The purpose of instruction in the Department of English is to empower student’s discourse by enabling them to increase their awareness of the many functions and attributes of language, to develop their confidence and involvement in the process of writing, and to respond critically to texts. In addition, we believe that we are in the process of creating active participants in life, citizens who will lead our country in positive directions throughout their lives; therefore, we try to ensure that--either directly or peripherally--each of our interactions with a student furthers those aims.
Faculty members of the English Department offer to their students a variety of scholarly expertise and pedagogical styles. They are in contact with English majors in the classroom, during conference hours, at social occasions such as the regular English Majors Luncheon every semester, and through e-mail. In advising sessions every semester and the portfolio assessment process, they nurture students' academic success.
Curricula for an English major prepare students for reading, writing, and critical thinking throughout the WVSU curricula, for careers in teaching, in writing for business and professional employers, in publishing and related fields, and as graduate students.
More specifically, graduates with an English degree learn to read and write using critical thinking skills that include placing a text in an historical framework, understanding human differences as evidenced through the literature of various cultures, and transferring principles of effective communication from one field to another.
Graduates learn to use the process of writing to generate material, draft, and revise and edit their writings to produce documents in various formats. They learn to retrieve source material from on-line and print sources and to document appropriately their uses of source materials.
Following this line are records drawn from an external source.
PR #1988, opened 2026-06-16
ci(deploy): pin action-hosting-deploy to immutable v0.10.0

OPS-PIvers:
## What

Pin the production Firebase Hosting deploy step from the moving `@v0` tag to the immutable `@v0.10.0` release in `.github/workflows/firebase-deploy.yml`.

## Why

Supply-chain hygiene — pinning third-party actions in a deploy pipeline to an immutable tag avoids surprise changes from a moving major tag.

## Node 24 follow-up (deferred)

The recent production deploy logged a deprecation warning that this action runs on Node 20. There is **no released version that runs on Node 24 yet**: `v0.10.0` still declares `using: node20`. Upstream's Node 24 runtime bump ([PR #450](https://github.com/FirebaseExtended/action-hosting-deploy/pull/450)) is merged but **unreleased** (tracking: [issue #457](https://github.com/FirebaseExtended/action-hosting-deploy/issues/457)).

GitHub auto-runs Node 20 actions on Node 24 starting 2026-06-16, so this pin is forward-safe and the production deploy is unaffected. Re-pin to a clean Node 24 release once upstream cuts one. A code comment in the workflow documents this.

## Risk

Minimal — single-line action version pin, no change to deploy behavior. Only `firebase-deploy.yml` uses this action; the dev-deploy workflow shells out to the Firebase CLI directly.

### DIFF
--- a/.github/workflows/firebase-deploy.yml
+++ b/.github/workflows/firebase-deploy.yml
@@ -80,7 +80,12 @@ jobs:
           GOOGLE_APPLICATION_CREDENTIALS: ./service-account.json
 
       - name: Deploy to Firebase Hosting (Live)
-        uses: FirebaseExtended/action-hosting-deploy@v0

Graduates become independent learners who can retrieve and access materials beyond the textbooks and learn to use their skills and knowledge to find meaning in a text, through their own writings, and, we hope, in their own lives
Draft Proposed
November 1, 2001
The English curriculum (with --- hours of required coursework in the discipline) consists of --- components: [will be posted soon!]
I. A (-- hours)
II. A (-- hours)
III. A (-- hours)
IV. A (-- hours)
V. A (-- hours)
VI. A (-- hours)
VII. A (-- hours)
For all English majors
The graduates of the English program will be able to:
1. Perform critical thinking and analytical reading.
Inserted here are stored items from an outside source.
PR #2000, opened 2026-06-17
fix(videoActivityGrading): deduplicate question IDs in videoActivityMaxPoints + migration coverage

OPS-PIvers:
## Root cause

`videoActivityMaxPoints()` used a plain `reduce()` without deduplicating by question ID. `computeVideoActivityScorePct()` (numerator) was already deduplicating via a `Set<string>` to handle Drive-sync / `arrayUnion` races that can write the same question ID twice. The denominator had no such guard — so:

- numerator: counts each unique ID once ✓
- denominator: counts every occurrence → **inflated** (e.g. 4 instead of 2)
- LMS grade posted: `score / inflated_max` → fraction > 1 → rounds to wrong grade

## Fix summary

`utils/videoActivityGrading.ts` — mirror the dedup fence from `computeVideoActivityScorePct` into `videoActivityMaxPoints`:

2. Comprehend a variety of literary texts from various periods and countries, both canonical and non-canonical literature.
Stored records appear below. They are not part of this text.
PR #2005, opened 2026-06-17
test(hooks): cover usePresetSubEmails preset-sub-email listener

OPS-PIvers:
## Summary

Adds `tests/hooks/usePresetSubEmails.test.ts` (11 tests) covering `hooks/usePresetSubEmails.ts`, the `/preset_sub_emails/{buildingId}` single-doc Firestore listener that feeds the ShareLinkCreatorModal's sub-email picker. This was an untested session hook tracked under the **HIGH** "hooks/ coverage — session hooks still missing tests" item in `docs/scheduled-tasks/test-coverage.md`.

## Coverage

- **Listener wiring** — targets `doc(db, 'preset_sub_emails', canonical)`, loading-true until first snapshot, canonicalizes a legacy building ID (`orono-high-school` → `high`, using the real `canonicalBuildingId` so the alias path is verified end-to-end), and short-circuits (no listener) on an empty `buildingId`.
- **Snapshot mapping** — exposes the `emails` array and clears loading; resolves a missing doc / non-array `emails` field to an empty list; filters non-string entries out of the array.
- **Error handling** — logs `[usePresetSubEmails] snapshot error:` and resolves to `{emails:[], loading:false}`.
- **Building change & cleanup** — re-subscribe tears down the prior listener and re-enters loading; a legacy alias that canonicalizes to the same building keeps the cached snapshot resolved; unmount fires the unsub.

Mocks `firebase/firestore` (`doc`/`onSnapshot`) and `@/config/firebase` per the existing `useSubstituteShares.test.ts` reference pattern.

## Verification

- `pnpm exec vitest run tests/hooks/usePresetSubEmails.test.ts` → 11 passing
- `pnpm exec tsc --noEmit` — clean
- `pnpm exec eslint tests/hooks/usePresetSubEmails.test.ts --max-warnings 0` — clean
- `pnpm exec prettier --check` — clean

Test-only change; no production code touched.

---
_Generated by [Claude Code](https://claude.ai/code/session_014GHcnhN65f2qNX6UQfFmRb)_


utils/migrateProportionalLayout.ts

3. Understand various elements of form and genre.
4. Use various critical approaches to literature from historical and cultural perspectives
5. Effectively engage in the process of writing: invention, drafting, revising and proofreading.
6. Create various kinds of writing.
7. Perform research using print and on-line sources with appropriate documentation and synthesize it in composition.
For majors in the Literature Option
The graduates of the English program's literature option will be able to:
8. Comprehend in breadth and depth a variety of literary texts, in English or translation, from various periods, specifically (a) their form and genre, as well as style and rhetoric, (b) their literary and artistic significance, (c) their historical political, social, and cultural context.
9. Compose extended literary analysis and interpretation, using research in critical and scholarly sources appropriately.
10. Explain the major developments in the history of the English language, and to identify different ways of studying language and understanding how it is used.
For majors in the Professional Writing Option
The graduates of the English program's professional writing option will be able to:
8. Compose professional correspondence with appropriate formats, language, and organization, showing an adaptation to audiences and purpose.
9. Compose fiction, non-fiction, or poetry that reflects their understanding of themes, genres, possibilities of form, and the market for such works.
10. Understand and perform the role of editor.
11. Compose professional reports that reflect (a) a variety of purposes, (b) a variety of audiences, (c) proper documentation of a variety of research methods, (d) appropriate formats, organization plans, and visual aids, (c) adaptation of the language and style to the audience.